TASK TO COMPLETE. Will you write out all the entries below exactly?

DATA UNDER STUDY.
***
PR #3047, opened 2026-06-08
Make reproject output-size guard backend-aware (#3046)

### LINKED ISSUE #3046: reproject() output-size guard blocks legitimate lazy dask outputs
**Describe the bug**

`reproject()` rejects any computed output grid larger than 1 billion pixels via a hard guard in `_compute_output_grid` (`xrspatial/reproject/_grid.py`). The guard runs before backend detection and treats every backend the same. It doesn't distinguish between the paths that materialize the full output array (in-memory numpy, in-memory cupy, the streaming fallback) and the dask path, which builds a lazy `map_blocks` graph and never holds the whole grid in memory.

So a dask-backed input can't be reprojected when the output grid is large, even though peak memory there is bounded by the chunk size, not the total pixel count.

Example: a CONUS-wide 30 m LANDFIRE EVC raster in EPSG:5070, opened with `chunks=2048`, reprojected to EPSG:3857. The output grid computes to 186095 x 112377 (about 20.9 billion pixels), which is the correct size for Web Mercator over a continental extent, and the call raises:

\`\`\`
ValueError: Computed output grid is too large (186095 x 112377 = 20,912,797,815 pixels, limit is 1,000,000,000). Increase the resolution parameter or reduce the output extent.
\`\`\`

**Expected behavior**

For dask-backed (lazy) outputs the call should proceed and return a lazy dask DataArray that computes chunk by chunk on demand. The 1 billion pixel cap should apply only to backends that allocate the full output in memory: in-memory numpy, in-memory cupy, and the streaming fallback.

**Additional context**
***
WORKED SOLUTION.
PR #3047, opened 2026-06-08
Make reproject output-size guard backend-aware (#3046)

### LINKED ISSUE #3046: reproject() output-size guard blocks legitimate lazy dask outputs
**Describe the bug**

`reproject()` rejects any computed output grid larger than 1 billion pixels via a hard guard in `_compute_output_grid` (`xrspatial/reproject/_grid.py`). The guard runs before backend detection and treats every backend the same. It doesn't distinguish between the paths that materialize the full output array (in-memory numpy, in-memory cupy, the streaming fallback) and the dask path, which builds a lazy `map_blocks` graph and never holds the whole grid in memory.

So a dask-backed input can't be reprojected when the output grid is large, even though peak memory there is bounded by the chunk size, not the total pixel count.

Example: a CONUS-wide 30 m LANDFIRE EVC raster in EPSG:5070, opened with `chunks=2048`, reprojected to EPSG:3857. The output grid computes to 186095 x 112377 (about 20.9 billion pixels), which is the correct size for Web Mercator over a continental extent, and the call raises:

\`\`\`
ValueError: Computed output grid is too large (186095 x 112377 = 20,912,797,815 pixels, limit is 1,000,000,000). Increase the resolution parameter or reduce the output extent.
\`\`\`

**Expected behavior**

For dask-backed (lazy) outputs the call should proceed and return a lazy dask DataArray that computes chunk by chunk on demand. The 1 billion pixel cap should apply only to backends that allocate the full output in memory: in-memory numpy, in-memory cupy, and the streaming fallback.

**Additional context**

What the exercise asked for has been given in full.